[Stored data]

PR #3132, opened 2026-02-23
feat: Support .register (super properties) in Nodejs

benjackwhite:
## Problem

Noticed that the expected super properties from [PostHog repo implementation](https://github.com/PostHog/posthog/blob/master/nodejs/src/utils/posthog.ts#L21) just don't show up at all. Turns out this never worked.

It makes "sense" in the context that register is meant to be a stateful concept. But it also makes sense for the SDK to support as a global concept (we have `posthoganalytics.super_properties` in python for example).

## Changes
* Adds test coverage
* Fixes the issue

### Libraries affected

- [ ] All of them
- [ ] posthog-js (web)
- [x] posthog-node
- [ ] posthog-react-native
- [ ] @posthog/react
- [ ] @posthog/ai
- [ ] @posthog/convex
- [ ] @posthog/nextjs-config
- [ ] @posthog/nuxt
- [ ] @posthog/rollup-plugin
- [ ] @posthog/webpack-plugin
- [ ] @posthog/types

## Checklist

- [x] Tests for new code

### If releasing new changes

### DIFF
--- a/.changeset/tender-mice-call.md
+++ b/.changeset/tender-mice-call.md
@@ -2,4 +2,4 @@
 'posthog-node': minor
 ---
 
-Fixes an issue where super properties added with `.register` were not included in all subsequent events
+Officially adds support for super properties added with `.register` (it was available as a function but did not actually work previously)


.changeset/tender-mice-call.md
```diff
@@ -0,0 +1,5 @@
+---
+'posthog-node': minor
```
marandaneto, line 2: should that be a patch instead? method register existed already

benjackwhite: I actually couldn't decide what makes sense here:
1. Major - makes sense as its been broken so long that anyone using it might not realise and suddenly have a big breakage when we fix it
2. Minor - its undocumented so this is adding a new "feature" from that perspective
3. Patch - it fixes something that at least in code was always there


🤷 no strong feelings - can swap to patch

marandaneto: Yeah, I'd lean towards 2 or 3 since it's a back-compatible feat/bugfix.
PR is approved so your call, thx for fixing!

- _Aim of the exercise_
With no line skipped, copy the entries exactly as written.

- _Result of this exercise_
PR #3132, opened 2026-02-23
feat: Support .register (super properties) in Nodejs

benjackwhite:
## Problem

Noticed that the expected super properties from [PostHog repo implementation](https://github.com/PostHog/posthog/blob/master/nodejs/src/utils/posthog.ts#L21) just don't show up at all. Turns out this never worked.

It makes "sense" in the context that register is meant to be a stateful concept. But it also makes sense for the SDK to support as a global concept (we have `posthoganalytics.super_properties` in python for example).

## Changes
* Adds test coverage
* Fixes the issue

### Libraries affected

- [ ] All of them
- [ ] posthog-js (web)
- [x] posthog-node
- [ ] posthog-react-native
- [ ] @posthog/react
- [ ] @posthog/ai
- [ ] @posthog/convex
- [ ] @posthog/nextjs-config
- [ ] @posthog/nuxt
- [ ] @posthog/rollup-plugin
- [ ] @posthog/webpack-plugin
- [ ] @posthog/types

## Checklist

- [x] Tests for new code

### If releasing new changes

### DIFF
--- a/.changeset/tender-mice-call.md
+++ b/.changeset/tender-mice-call.md
@@ -2,4 +2,4 @@
 'posthog-node': minor
 ---
 
-Fixes an issue where super properties added with `.register` were not included in all subsequent events
+Officially adds support for super properties added with `.register` (it was available as a function but did not actually work previously)


.changeset/tender-mice-call.md
```diff
@@ -0,0 +1,5 @@
+---
+'posthog-node': minor
```
marandaneto, line 2: should that be a patch instead? method register existed already

benjackwhite: I actually couldn't decide what makes sense here:
1. Major - makes sense as its been broken so long that anyone using it might not realise and suddenly have a big breakage when we fix it
2. Minor - its undocumented so this is adding a new "feature" from that perspective
3. Patch - it fixes something that at least in code was always there


🤷 no strong feelings - can swap to patch

marandaneto: Yeah, I'd lean towards 2 or 3 since it's a back-compatible feat/bugfix.
PR is approved so your call, thx for fixing!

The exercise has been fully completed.